Effect of heterojunction on exciton binding energy and electron-hole recombination probability in CdSe/ZnS quantum dots.

Abstract

Presence of heterojunctions is important for generation of free charge carriers and the dissociation of bound electron-hole pairs in semiconductor nanoparticles. This work presents a theoretical investigation of the effect of core/shell heterojunction on electron-hole interaction in CdSe/ZnS quantum dots. The excitonic wave function in the CdSe/ZnS dots was calculated using the electron-hole explicitly correlated Hartree-Fock (eh-XCHF) method and the effect of successive addition of the ZnS shell on exciton binding energy, electron-hole recombination probability, and the electron-hole separation distance was investigated. It was found that the scaling of all the three quantities as a function of dot diameter did not follow conventional volume scaling laws of core-only dots, and the scaling laws were significantly altered due to the presence of the heterojunction.
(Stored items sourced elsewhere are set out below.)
Issue #32586, opened 2021-05-06
GKE/AKS Windows compatability


cbron:
See if: 
a) we can easily create clusters with Windows nodes
b) if your features deploy correctly on them. I am assuming there will be problems with taints and tolerations.

cmurphy:
Additional fields were needed in the spec in order to create Windows nodes https://github.com/rancher/aks-operator/pull/5

Besides that, AKS requires at least one node pool to be a "System" type and "System" node pools are Linux-only, similar to the way GKE requires at least one non-windows node pool. So there's not an issue with taints, and actually none of the nodes in any node pools seem to have any taints. The cluster agent gets deployed successfully and the cluster explorer comes up fine.

prabalsharma:
tested on aks operator rc4
> See if:
> a) we can easily create clusters with Windows nodes
Works
> b) if your features deploy correctly on them. I am assuming there will be problems with taints and tolerations.

monitoring v2 installs fine. However, when I go to Grafana, **the monitoring data is populated only for linux nodes** (not windows nodes)

cmurphy:
Update: I haven't entirely gotten it to work yet, but I think it /should/ work without needing any changes in aks-operator.

What I've done so far:
1. followed [this guide](https://docs.microsoft.com/en-us/azure/aks/rdp) to set up an RDP connection to the windows nodes in the cluster (the `az` commands did not work, but you can reproduce most of it via the web UI).
2. installed [wins](https://github.com/rancher/wins) on the nodes. 
3. installed the monitoring chart through Rancher, setting `global.windows.enabled=true` in `values.yaml`. For some reason this never seems to take on the first install, I have to go upgrade it and change it again.
4. Eventually you should see a healthy `rancher-monitoring-windows-exporter` daemonset running on the nodes using the `kubernetes.io/os=windows` selector.

At that point things seem to look fine but there are still no metrics in grafana for those nodes. In the Prometheus "Targets" UI I see the error "Get "http://10.42.0.112:9796/metrics": context deadline exceeded" for the `cattle-monitoring-system/rancher-monitoring-windows-exporter/0 (0/2 up)` target, so I think it's something wrong with the VNet or something wrong with how I'm running wins.exe.

cbron:
Hmm. We should talk about this on Monday. Don't think you need to put any more work on it for now. It's mostly a question of what Rancher typically does for windows nodes, and how to align expectations with that. But that last part about VNet we may need to dive into at some point.

[...]

PR #32869, opened 2021-05-25
Validate against using windows node pools for AKS

cmurphy:
Windows node pools do not currently work with Rancher charts, so add a
validator to ensure "Windows" is not set for the node pools OS Type, and
update the schema to remove windows-related fields.

Depends on https://github.com/rancher/aks-operator/pull/17

https://github.com/rancher/rancher/issues/32586

### DIFF
--- a/pkg/api/norman/customization/cluster/validator.go
+++ b/pkg/api/norman/customization/cluster/validator.go
@@ -449,13 +449,16 @@ func validateAKSNodePools(spec *v32.ClusterSpec) error {
 		return nil
 	}
 	if len(nodePools) == 0 {
-		return httperror.NewAPIError(httperror.InvalidBodyContent, fmt.Sprintf("must have at least one nodepool"))
+		return httperror.NewAPIError(httperror.InvalidBodyContent, "must have at least one nodepool")
 	}
 
 	for _, np := range nodePools {
 		name := np.Name
 		if to.String(name) == "" {
-			return httperror.NewAPIError(httperror.InvalidBodyContent, fmt.Sprintf("nodePool Name cannot be an empty string"))
+			return httperror.NewAPIError(httperror.InvalidBodyContent, "nodePool Name cannot be an empty string")
+		}
+		if np.OsType == "Windows" {
+			return httperror.NewAPIError(httperror.InvalidBodyContent, "windows node pools are not supported")
 		}
 	}
 
--- a/pkg/apis/go.mod
+++ b/pkg/apis/go.mod
@@ -2,7 +2,9 @@ module github.com/rancher/rancher/pkg/apis
 
 go 1.14
 
-replace k8s.io/client-go => k8s.io/client-go v0.21.0
+replace (
+	k8s.io/client-go => k8s.io/client-go v0.21.0
+)
 
 require (
 	github.com/pkg/errors v0.9.1


pkg/api/norman/customization/cluster/validator.go
```diff
@@ -432,13 +432,16 @@ func validateAKSNodePools(spec *v32.ClusterSpec) error {
...
 	}
 
 	for _, np := range nodePools {
 		name := np.Name
 		if to.String(name) == "" {
-			return httperror.NewAPIError(httperror.InvalidBodyContent, fmt.Sprintf("nodePool Name cannot be an empty string"))
+			return httperror.NewAPIError(httperror.InvalidBodyContent, "nodePool Name cannot be an empty string")
+		}
+		if np.OsType == "Windows" {
+			return httperror.NewAPIError(httperror.InvalidBodyContent, "windows node pools are not supported")
```
cbron, line 444: This means it will take effect on the API layer, but you could technically make one with a plain cluster CR and you could also register one. Registration case I hadn't considered yet. We could either error or send warning.

cmurphy: If you made a plain cluster CR you would run into this https://github.com/rancher/aks-operator/pull/17/files#diff-1aa54d4941ca80708078867e1b130aff086719689479dea38683fded2f3c7852R391-R392

I'm not sure what to do about registration.

mjura (dismissed):
LGTM

pkg/api/norman/customization/cluster/validator.go
thedadams: I see two potential options:
1. Release note it saying it is possible to import a cluster with Windows nodes, but it is not supported.
2. We could do some import validation of the AKS cluster in `aks-operator`. We don't do this for imported cluster in any of the the three operators, but we could do it in this case if it is deemed important enough.

cbron: > Release note it saying it is possible to import a cluster with Windows nodes, but it is not supported.

Would that work though if all these fields are deleted ? The operator/rancher code would treat it like Linux nodes right ? And then who knows what happens. I think we should reject it.

cmurphy: The windowsProfile fields would be ignored when the cluster is imported, and they wouldn't be manageable from rancher. But there's nothing in the operator code that would treat the node pools differently. It's just that the monitoring chart still won't work on them.

cbron: Interesting. So we go that route and then QA it to see if we can break it ? Do linux nodes in aks get the default linux node label by default ? https://github.com/rancher/charts/blob/dev-v2.6/charts/rancher-logging/rancher-logging/3.9.401%2Bup3.9.4/values.yaml#L40-L41

cmurphy: Yes, linux nodes get the `kubernetes.io/os=linux` label and windows nodes get `kubernetes.io/os=windows` in AKS. AKS does not allow creating a cluster with windows nodes without also having linux nodes, so the logging chart will always have some linux nodes available where that selector will work.

cbron: K, lets give that a shot and then release note it.

thedadams (dismissed):

mjura:
@cmurphy it seems that there are some issues with go.mod
```
Diff found between ./go.mod and ./pkg/apis/go.mod
```

cmurphy:
We need a new aks-operator tag in order to fix go.mod

go.mod
```diff
@@ -11,6 +11,7 @@ replace (
 	github.com/knative/pkg => github.com/rancher/pkg v0.0.0-20190514055449-b30ab9de040e
 	github.com/matryer/moq => github.com/rancher/moq v0.0.0-20200712062324-13d1f37d2d77
 	github.com/opencontainers/runc => github.com/opencontainers/runc v1.0.0-rc10
+	github.com/rancher/aks-operator => github.com/cmurphy/aks-operator v0.0.0-20210525201153-687a9fd5a1fb // FIXME
```
cbron, line 14: This can be tagged now right ?

cbron (commented):
lgtm, just need to tag

go.mod
mjura: It was pushed `v1.0.1-rc7`

mjura: I pushed also change to system-charts https://github.com/rancher/system-charts/pull/479

mjura (dismissed):
LGTM

thedadams (approved):

pkg/api/norman/customization/cluster/validator.go
rmweir: I would imagine we could check the upstreamSpec on status and add validation to a controller right?

rmweir (approved):
LGTM. Including the name of the nodepool in the error could be useful but if there were multiple windows nodepools it would only show a single name, which could be confusing, unless this was changed more.

pkg/api/norman/customization/cluster/validator.go
cmurphy: upstreamSpec status doesn't get set until after the cluster object is created so I don't think that validation would be doable here in the norman pre-create validator, we'd have to put it somewhere else where it wouldn't be useful to the UI.

mjura (approved):
LGTM

PR #32885, opened 2021-05-26
Fix check for AKS cluster version in norman

mjura:
AKS cluster version must be validated only,
when it is provided in config.

### DIFF
--- a/pkg/api/norman/customization/cluster/validator.go
+++ b/pkg/api/norman/customization/cluster/validator.go
@@ -381,6 +381,20 @@ func (v *Validator) validateAKSConfig(request *types.APIContext, cluster map[str
 		}
 	}
 
+	if request.Method != http.MethodPost {
+		return nil
+	}
+
+	// validation for creates only
+	if err := validateAKSClusterName(v.ClusterClient, clusterSpec); err != nil {
+		return err
+	}
+
+	region, regionOk := aksConfig["resourceLocation"]
+	if !regionOk || region == "" {
+		return httperror.NewAPIError(httperror.InvalidBodyContent, "must provide region")
+	}
+
 	return nil
 }
 
@@ -416,6 +430,9 @@ func validateAKSCredentialAuth(request *types.APIContext, credential string, pre
 // validateAKSKubernetesVersion checks whether a kubernetes version is provided
 func validateAKSKubernetesVersion(spec *v32.ClusterSpec, prevCluster *v3.Cluster) error {
 	clusterVersion := spec.AKSConfig.KubernetesVersion
+	if clusterVersion == nil {
+		return nil
+	}
 
 	if to.String(clusterVersion) == "" {
 		return httperror.NewAPIError(httperror.InvalidBodyContent, "cluster kubernetes version cannot be empty string")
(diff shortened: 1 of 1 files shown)


cmurphy (changes requested):
I think this should follow the model from EKS and GKE where the main validation method exits early before validating create-only fields: https://github.com/rancher/rancher/blob/629146a3fbbc8d5677aecece78e627580dd7c95d/pkg/api/norman/customization/cluster/validator.go#L485-L489

pkg/api/norman/customization/cluster/validator.go
```diff
@@ -416,6 +430,9 @@ func validateAKSCredentialAuth(request *types.APIContext, credential string, pre
 // validateAKSKubernetesVersion checks whether a kubernetes version is provided
 func validateAKSKubernetesVersion(spec *v32.ClusterSpec, prevCluster *v3.Cluster) error {
 	clusterVersion := spec.AKSConfig.KubernetesVersion
+	if clusterVersion == nil {
+		return nil
+	}
```
cmurphy, line 435: I'm sorry, I did not mean that you should add a whole new method to validate the cluster name. What I meant was that this section here should not be here. If cluster version is nil during a create request it is invalid, it should error here. Instead of returning nil on a case-by-case basis, the call to `validateAKSKubernetesVersion` should come after a check for `if request.Method != http.MethodPost` in the main `validateAKSConfig`.

cmurphy (changes requested):

pkg/api/norman/customization/cluster/validator.go
mjura: ok, I moved it after `if request.Method != http.MethodPost` , but I want to point that for GKE and for EKS this validation check is before, should we fix also there ?

cmurphy:
I was mistaken on this, on closer look the original implementation was consistent with EKS and GKE so we should revert to that. I'm sorry for the misdirection.

mjura:
@cmurphy ok, I have updated it

thedadams (approved):

cmurphy (approved):

pkg/api/norman/customization/cluster/validator.go
```diff
@@ -445,6 +462,34 @@ func validateAKSNodePools(spec *v32.ClusterSpec) error {
...
+
+	for _, cluster := range clusters.Items {
+		if cluster.Spec.AKSConfig == nil {
+			continue
+		}
+		if name != cluster.Spec.AKSConfig.ClusterName {
+			continue
+		}
+		if region != "" && region != cluster.Spec.AKSConfig.ResourceLocation {
```
rmweir, line 484: What if the regions are both empty?

mjura: Cluster with empty `region` can't be created, since it is hard requirement and validated.

rmweir: Is the `region != ""` not needed then? And if it were wouldn't the error that is returned be misleading?

rmweir (approved):
One question that is more of a nit, otherwise LGTM.

PR #32899, opened 2021-05-26
use docker client with api negotiation

kinarashah:
https://github.com/rancher/rancher/issues/32726


ryansann (approved):
based on comments in the issue, fix lgtm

The spatial localization of the quasiparticles in the core/shell quantum dot was analyzed by calculating the 1-particle reduced density from the eh-XCHF wave function and partitioning the density spatially into core and shell regions. It was found that in the 15 nm CdSe/ZnS dot, the relative probability of the electron localization in the shell region was higher than the hole by a factor of 3. The degree of spatial localization of the quasiparticles was found to depend strongly on the initial size of the CdSe core in the core/shell quantum dot. It was found that a reduction in the CdSe core diameter by a factor of 1.7 resulted in an enhancement of the preferential localization of the electron in the shell region by a factor of 11.3. The results demonstrate that large CdSe/ZnS quantum dots with a small CdSe core have the necessary characteristics for efficient exciton dissociation and generation of free charge carriers.